Looks correct to me and the other threads seem to concur. Google for "udevadm test-builtin net_id" and you'll find it has worked for others too.

----------

## derk

udev can use either name you get to pick  .. which you prefer ..

created a bash shell script from code in original comment  see bug 455822 for general use

----------

## dmpogo

What actually is the reason to use predictable names on a headless server,  which probably does not vary its hardwareand  ?.  Did you 'non-predictable' 

jump a lot ?

----------

## SamuliSuominen

 *dmpogo wrote:*   

> What actually is the reason to use predictable names on a headless server,  which probably does not vary its hardwareand  ?.  Did you 'non-predictable' 
> 
> jump a lot ?

 

If the box only has one network card, it'll always be eth0 and this won't be any of issue -- except you can still use the new predicatable names for just heck of it... or for consistency to match other boxes.

----------

## pakjebakmeel

 *derk wrote:*   

> udev can use either name you get to pick  .. which you prefer ..
> 
> created a bash shell script from code in original comment  see bug 455822 for general use

 

Thanks, that was the answer I was looking for.. Uhm I did try and find the bug you mention but no success. When I try and google for it using different terms I keep ending up in this topic, no other useful results. What's this bug about? Have you got a link?

----------

## derk

https://bugs.gentoo.org/show_bug.cgi?id=453494   use this one                              ..  as this https://bugs.gentoo.org/show_bug.cgi?id=455822  is obsolete

----------

## SamuliSuominen

 *derk wrote:*   

> https://bugs.gentoo.org/show_bug.cgi?id=453494   use this one                              ..  as this https://bugs.gentoo.org/show_bug.cgi?id=455822  is obsolete

 

Just to mention the obvious: The correct bug is mentioned in the issued news item, as well as in the 80-net-name-slot.rules example file we install, which is also at /usr/share/doc/udev-197-r<hit tab>/gentoo/ directory in case you have deleted it or something.

So people have now multiple options to go with, use the init script from the bug and rename the interfaces before udev starts to keep using eth*, script to tell which ones will be the new interfaces for proper migration, ...

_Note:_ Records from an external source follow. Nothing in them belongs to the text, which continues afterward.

PR #1951, opened 2019-03-07
Add grantKeys (owner only) functions to PublicLock

### LINKED ISSUE #1450: Enable a migration path for Lock owners
This is a sub-task (1/3) of "Lock Deletion" #1348
If Lock owners want to upgrade and benefit from new features in a new version of the Lock contract, there needs to be a mechanism to "migrate" existing valid keys to the new lock.
 
Either implement a `grantKeys` function as per https://github.com/unlock-protocol/unlock/issues/1348#issuecomment-459974142, 
or build the ability for future Locks to acknowledge keys from a prior version, as per https://github.com/unlock-protocol/unlock/issues/1348#issuecomment-459997864

**Additional context**
- #1348 
> "We need to keep in mind the cancelAndRefund feature here as well. If the Lock owner simply re-creates Keys on the new Lock without first invalidating them on the old lock (or first deprecating the old lock which could also block cancel attempts) then a user could try to cancel both the new and the old and potentially profit."

hardlydifficult:
# Description

Adds the ability for a Lock owner to grantKeys (i.e. gift keys) to users.  There are 3 functions wrapping this capability to provide a little flexibility for the Lock owner, and to save on gas costs for some scenarios (like bulk gifting).

In addition to standard gifting scenarios, this feature can be used to allow a Lock owner to migrate Key owners from an old Lock version to a newer Lock for the same content.

Risk of note: if a Lock owner grants some users keys and sells keys to other users, the key owners which received a free key could 1) call cancelAndRefund and get some ETH, this money comes out of revenue the Lock owner received from paying customers or 2) sell the key on a secondary market potentially taking away from future revenue for the Lock owner.  If desired, either one of those (or both of them) could be blocked in the contract.

# Issues

Fixes #1450

# Checklist:

### DIFF
--- a/smart-contracts/contracts/PublicLock.sol
+++ b/smart-contracts/contracts/PublicLock.sol
@@ -7,13 +7,14 @@ import 'openzeppelin-solidity/contracts/introspection/ERC165.sol';
 import 'openzeppelin-solidity/contracts/token/ERC721/IERC721Receiver.sol';
 import './mixins/MixinApproval.sol';
 import './mixins/MixinDisableAndDestroy.sol';
+import './mixins/MixinGrantKeys.sol';
 import './mixins/MixinKeys.sol';
 import './mixins/MixinLockCore.sol';
-import './mixins/MixinRefunds.sol';
 import './mixins/MixinLockMetadata.sol';
 import './mixins/MixinNoFallback.sol';
-import './mixins/MixinTransfer.sol';
 import './mixins/MixinPurchase.sol';
+import './mixins/MixinRefunds.sol';
+import './mixins/MixinTransfer.sol';
 
 
 /**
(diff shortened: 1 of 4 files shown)


julien51:
So, this is interesting! I talked about this with @cnasc and at the time I assumed granting could still be done at the app level... but I think you have a point regarding "migrating" keys.

I agree we need to careful about the things you highlight, so not 100% sure this is a thing we will expose in the UI at the beginning. The refund part is the most worrisome.

nfurfaro:
We could possibly prevent "gifted" keys from receiving refunds if cancelled to overcome this risk. Allowing a migration path is still needed, not sure that both migration and gifting/granting need to be achieved with the same function(s) but they do seem to fit together well if the risks highlighted can be mitigated.

PR #1966, opened 2019-03-07
pass middleware the top-level config

cellog:
# Description

In preparation for fixing #1928, the walletMiddleware needs to get the configuration. This is a pattern shared by three other middlewares.

In order to easily test changing configuration values (for instance, from running on the server to running on the client), there are 2 ways to do this.

1) mock the configuration by making it a parameter
2) mock the configuration by using jest mocks to mock the entire file

This PR is the first approach. These are the tradeoffs involved.

**mocking the configuration by making it a parameter**
Advantages:
1. The dependency is cleaner in the test, we just need to change the local config like:
```js
it('does not work on server', () => {
  config.isServer = false
  const middleware = create()
//...
```
2. no reliance on third-party solutions in order to mock, it will just work.
3. configuration is re-created every time we call `configure()`, both creating unnecessary redundant runtime calls and introducing a point of failure should something in the env it uses to create the config changes.

Disadvantages:
1. a parameter must be passed to create the middleware. This makes the source slightly more complex:
```diff
+const createWalletMiddleware = config => ({ getState, dispatch }) => {
-export default function walletMiddleware({ getState, dispatch }) {
```
2. The dependency must be passed in the top-level `_app.js`, introducing a potential point of failure should that be forgotten.

**mocking the container through a jest mock**
Advantages:
1. The dependency is cleaner in the source, it's a simple import and function call to configure()
2. top-level _app.js does not need to pass the config to work.
3. the source of the dependency is more explicit (the import is in the same file)

Disadvantages:
1. We have to rely upon the testing framework to properly mock the config, and jest mocks are pretty complex to get right.
2. configuration is re-created every time we call `configure()`, both creating unnecessary redundant runtime calls and introducing a point of failure should something in the env it uses to create the config changes.

**How I made this decision**
This is not an easy one to make, the advantages and disadvantages are almost the same. What tips the balance in favor of this PR's solution is the complexity of jest mocking. In my short time at Unlock, I've already seen many hard-to-track-down bugs caused by weird mock behavior, as well as a large learning curve setting up a mock, and continued confusion even after setting up many mocks previously.

The other factor is that the configuration is not just a static import, it requires calling a function and in the global scope of the file. This introduces the equivalent of a global variable, and also an unnecessary performance hit.

I'm open to the other solution, and I am going to make a competing PR with that implementation in a moment. Note that because the current approach is closer to the jest mocking way, there are fewer lines of code that need to be touched.

# Issues

Refs #1928 
Refs #1967

# Checklist:

### DIFF
--- a/unlock-app/src/__tests__/middlewares/currencyConversionMiddleware.test.js
+++ b/unlock-app/src/__tests__/middlewares/currencyConversionMiddleware.test.js
@@ -1,4 +1,5 @@
 import { setConversionRate } from '../../actions/currencyConvert'
+import configure from '../../config'
 
 jest.mock('../../services/currencyLookupService', () => () => ({
   lookupPrice: jest
@@ -9,6 +10,11 @@ jest.mock('../../services/currencyLookupService', () => () => ({
 }))
 
 describe('Currency conversion service retrieval middleware', () => {
+  let config
+  beforeEach(() => {
+    // TODO: write tests that allow testing different services
+    config = configure()
+  })
   it('service called, action dispatched to set currency conversion rate', async () => {
     expect.assertions(2)
     jest.useFakeTimers()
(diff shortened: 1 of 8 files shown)


cellog:
Closing in favor of #1967 after discussing further with Julien

PR #1970, opened 2019-03-08
Running all tests through zos proxy via migrations

### LINKED ISSUE #1841: Switch `truffle migrate` to follow the ZOS example
We are currently using shell commands to interact with ZOS, however they just released a better way.

Follow the example here: https://github.com/zeppelinos/zos/tree/master/examples/truffle-migrate

**Additional context**

nfurfaro:
# Description

This is a WIP PR, and is a proof-of-concept for:
- removing all network conditionals from our migrations scripts
- creating a new "proxy" helper 
- modifying 1 test file (`Lock.js`) to use the new helper

The goal is to run all of our tests against a proxy vs directly against Unlock. This is achieved by letting the migrations scripts handle the Unlock deployment and proxy creation as is done on dev, and pointing our tests at the newly deployed proxy address.

Currently, each time we run `npm run test` a new proxy address is added to `zos.dev-1984.json` so the helper (`proxy.js`)selects the last one in the array. Alternately, we could delete this file each time the test command is run and select the first [0] index in the array of proxies.

Based on feedback, I could break this into 3 PR's.
- remove `IF` statements from migrations
- add `proxy.js` helper
- modify tests to use `proxy.js` consistently

### Still to do:
[ ] modify all the tests that deploy unlock to use the new helper (`/test/helpers/proxy.js`)
# Issues

Fixes #1841
Refs #

# Checklist:


nfurfaro:
Actually, all of these changes must happen in together as you can see from the failed build. The first test `Lock / Lock` was failing after removing the `If`'s until I added and used the new `proxy.js` helper.

nfurfaro:
Update: This has been modified to use the "officially recommended" zos way of getting the proxy address from the network file.
I've also modified `setUnlockProxy` to be more generic. It should accepts an Unlock contract (either from artifacts or from an npm-package) and a network:
```
module.exports = function setUnlockProxy (_Unlock, _network)
```
While this isn't really neccessary for our tests, it may allow this same helper to be used by the `deploy-unlock.js` script.

smart-contracts/test/helpers/proxy.js
```diff
@@ -0,0 +1,26 @@
...
+const packageFile = new ZosPackageFile()
+
+let networkFile
+let proxiesArray
+let proxies
+let mostRecentProxy
+let ProxyAddress
+let proxiedUnlock
+
+module.exports = function setUnlockProxy (_Unlock, _network) {
```
hardlydifficult: minor, but would it be more clear to call this `getUnlockProxy`?  It doesn't actually deploy or change anything.

nfurfaro: I think you're right.

nfurfaro:
So to make this pass I'm going to have to modify (slightly) a LOT of tests to use this new helper. But moving forward we'll be able to make changes in 1 place for all these tests.

nfurfaro:
So just 2 tests to fix in `createLockWithInfiniteKeys`. Not sure what's wrong yet...
```
1) Contract: Unlock / behaviors / createLockWithInfiniteKeys
       Create a Lock with infinite keys
         "before all" hook:
     TypeError: unlock.methods.createLock is not a function
      at Context.<anonymous> (test/Unlock/behaviors/createLockWithInfiniteKeys.js:22:10)

  2) Contract: Unlock / behaviors / createLockWithInfiniteKeys
       Create a Lock with 0 keys
         "before all" hook:
     TypeError: unlock.methods.createLock is not a function
      at Context.<anonymous> (test/Unlock/behaviors/createLockWithInfiniteKeys.js:52:10)
```
Note that I don't think this test actually belongs in the `/behaviours` directory. I'm the one who put it here originally.

hardlydifficult:
That test is going throw downgrade pains ;)  I recently upgraded it to use the web3 beta 1 API, and now this is switching it back.

BTW I would like to remove /behaviours completely in the future. I don't believe we use that pattern any longer and can revert to the standard test style.

nfurfaro:
@hardlydifficult What's the best approach here? Revert this 1 test (`createLockWithInfiniteKeys.js`) to make it pass...or try to modify my `proxy.js` helper to use the web3 beta 1 API, and then upgrade ALL the test which use the helper?
Maybe I'll revert the 1 test, for now, to push this through, and then the rest can be a future PR of its own?

hardlydifficult:
Yea just fix the createLock test.  This PR has enough going on :)

nfurfaro:
Sounds good. That's the approach I took. Just trying to sort out a linter problem to make this thing pass!

nfurfaro:
@hardlydifficult I know you approved this, but I've modified another 30 files or so since then;)

hardlydifficult:
Oh sorry I missed this last time I took a look.  Could we not hardcode a network ID?  Looks like web3 has a method we could use instead:
https://github.com/ethereum/wiki/wiki/JavaScript-API#web3versionnetwork or https://web3js.readthedocs.io/en/1.0/include_package-net.html#getid

nfurfaro:
Sure, I'll check that out.

hardlydifficult:
It's getting better for sure.  I think this is good to merge.  We can always revisit if needed when (if) we attempt to run the test suite against Ropsten.

nfurfaro:
I have to push one last time after fixing linter errors. I can add a case for rinkeby now if you like.

PR #1971, opened 2019-03-08
Set correct lock address on lock creation transactions

### LINKED ISSUE #1917: Log page does not show the right lock address?
When going to the log page on the creator dashboard I see several "lock creation" transactions shown with the same lock address... This can't be right:

image

I suspect this is actually showing the address for the Unlock smart contract?

cnasc:
# Description

image

Before this PR, the `lock` property on lock creation transactions was set to the address of the smart contract, and not the address of the lock that was created. This PR addresses that by setting the lock address to the correct value once we have the transaction receipt.

**This PR is a draft** until I handle what happens with pending lock creations.

It seems that we get the lock address right as we submit, before any new block is mined:
image

That seems sufficient to me, any thoughts?

# Issues

Fixes #1917 

# Checklist:

### DIFF
--- a/unlock-app/src/__tests__/services/web3Service.test.js
+++ b/unlock-app/src/__tests__/services/web3Service.test.js
@@ -875,6 +875,27 @@ describe('Web3Service', () => {
       expect(web3Service.getLock).toHaveBeenCalledWith(params.newLockAddress)
     })
 
+    it('should handle NewLock and emit transaction.updated with the new lock address', () => {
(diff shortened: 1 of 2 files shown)


cnasc:
Investigating where the transactions in the state are used right now. From what I can tell, they are used in:

- Wallet middleware
- The creator lock
- The transaction log
- The dashboard

I will take a look at each of these and find out whether or not they rely on the existing behavior (though it would be very peculiar if they did)

Issue #1907, opened 2019-03-05
Update integration test configuration to include running instance of Locksmith


akeem:
As part of adding more coverage of the application with integration test, we should add an instance of Locksmith into the configuration.

Ideally this will allow us to ensure names are being saved, transactions can easily be looked up etc.

akeem:
Closing as this has been resolved

PR #1973, opened 2019-03-08
Adds initial test coverage around the persistence of Lock names

akeem:
# Description

Expanding on the work to provide better integration test coverage for the application, this PR adds  coverage around a name being saved.

# Issues

Fixes #
Refs #1907

# Checklist:


julien51:
Dang. any idea why the tests fail? Could it be that the samrt contract is still not deployed where we expected it to be?

akeem:
@julien51 this is what I was working on this morning. It was/is a configuration issue the contract is there but this is around locksmith

akeem:
I've updated out CI environments include values for the following environment variables:

* CI
* HTTP_PROVIDER
* DB_USERNAME
* DB_PASSWORD
* DB_NAME
* DB_HOSTNAME
* LOCKSMITH_URI

I do believe that our integration test script may not be functioning exactly as we believe it may. https://forums.docker.com/t/environment-variables-in-args/27522/2

cellog:
I wonder... docker created swarms to support what docker-compose does, and has been pushing folks to use that instead of docker-compose. Perhaps we should look at whether that would make things more reliable since it's built into docker?

https://vsupalov.com/difference-docker-compose-and-docker-stack/

julien51:
Let's keep things simple and avoid yet another rabbit hole. Docker compose should work fine for now ;)

docker/docker-compose.ci.yml
```diff
@@ -53,17 +56,20 @@ services:
     depends_on:
       - ganache-integration
       - unlock
+      - locksmith
```
julien51: I think we should not have it both here and in `unlock` above. I'm in favor of just having it here but that's not a huge deal either way.

docker/docker-compose.ci.yml
```diff
@@ -53,17 +56,20 @@ services:
...
     working_dir: /home/unlock/tests
   locksmith:
     environment:
       - DB_USERNAME
       - DB_PASSWORD
       - DB_NAME
       - DB_HOSTNAME
+      - NODE_ENV=production
```
julien51: Hum. Is that required?

docker/docker-compose.ci.yml
```diff
@@ -53,17 +56,20 @@ services:
...
     image: unlock
     user: node
     working_dir: /home/unlock/locksmith
-    ports:
+    command: sh -c './scripts/wait-for.sh db:5432 -- npm run db:migrate && npm run start'
```
julien51: Yikes.

unlock-app/src/config.js
```diff
@@ -97,7 +97,7 @@ export default function configure(
     )
     blockTime = 10 // in mseconds.
     supportedProviders = ['HTTP']
-    services['storage'] = { host: 'http://127.0.0.1:8080' }
+    services['storage'] = { host: runtimeConfig.locksmithHost }
```
julien51: Is there a default value for this set in `config.next.js`? I just want to make sure things run fine in dev...

scripts/integration-tests.sh
```diff
@@ -1,9 +1,20 @@
 #!/usr/bin/env bash
 
+
```
julien51: nit: newline?

scripts/integration-tests.sh
```diff
@@ -1,9 +1,20 @@
...
+export DB_USERNAME='locksmith_test'
+export DB_PASSWORD='password'
+export DB_NAME='locksmith_test'
+export DB_HOSTNAME='db'
+export CI=true
+export HTTP_PROVIDER='ganache-integration'
+export LOCKSMITH_URI='http://locksmith:8080'
+
+
```
julien51: nit: same same ;)

docker/docker-compose.ci.yml
akeem: We could probably come up with another environment for this, but the non-production environment will pull in the dev packages and will bring sqllite along with it.

PR #2933, opened 2019-05-01
new utility file for ethers

cellog:
# Description

This is the utility file that ethers will use. There are some significant differences in the formats that ethers expects (some values must be BigNumbers instead of strings, for example) that makes a seamless transition with the same Web3Utils API not feasible

# Issues

Refs #2782

# Checklist:

### DIFF
--- a/unlock-js/src/utils.ethers.js
+++ b/unlock-js/src/utils.ethers.js
@@ -1,0 +1,27 @@
+import { utils, constants } from 'ethers'
+
+// this allows us to flexibly upgrade web3 and fix bugs as they surface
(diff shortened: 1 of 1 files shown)


cellog:
> I think it would probably be ideal if we had some tests ensuring that these shim utils return the same results as the non-ethers versions. This is a great approach though

Unfortunately, what I have discovered is that the shim utils don't return the same values, and can't, because ethers expects different values. So the well-intentioned idea may not work. Perhaps the best approach will be to remove this PR, and just do utils updates piecemeal as the actual code comes in.

cnasc:
Ah. That's no fun.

And I think the documentation is good enough too, although seeing so many threads here about the same issue hints that it might not be. :-/

----------

## wcg

How does udev choose between ID_NET_NAME_MAC and

ID_NET_NAME_PATH?

----------

## derk

udev does not distinguish between them so far as I know .. they both point to the same device .. only one name  is based on the hardware address on the PCI bus and the other name on the mac address .. use whichever you prefer

the mac address name  form is useful when you have multiple net interfaces of the same type and wish to specify by mac address which card is which ..

----------

## pakjebakmeel

 *ssuominen wrote:*   

>  *derk wrote:*   https://bugs.gentoo.org/show_bug.cgi?id=453494   use this one                              ..  as this https://bugs.gentoo.org/show_bug.cgi?id=455822  is obsolete 
> 
> Just to mention the obvious: The correct bug is mentioned in the issued news item, as well as in the 80-net-name-slot.rules example file we install, which is also at /usr/share/doc/udev-197-r<hit tab>/gentoo/ directory in case you have deleted it or something.
> 
> So people have now multiple options to go with, use the init script from the bug and rename the interfaces before udev starts to keep using eth*, script to tell which ones will be the new interfaces for proper migration, ...
> ...

 

I think the documents is quite ok but what I couldn't get a clear answer on is which name udev is going to use. From what I see now you can use both but that isn't really clear in the docs.

----------

## pakjebakmeel

That worked fine yes.. Thanks!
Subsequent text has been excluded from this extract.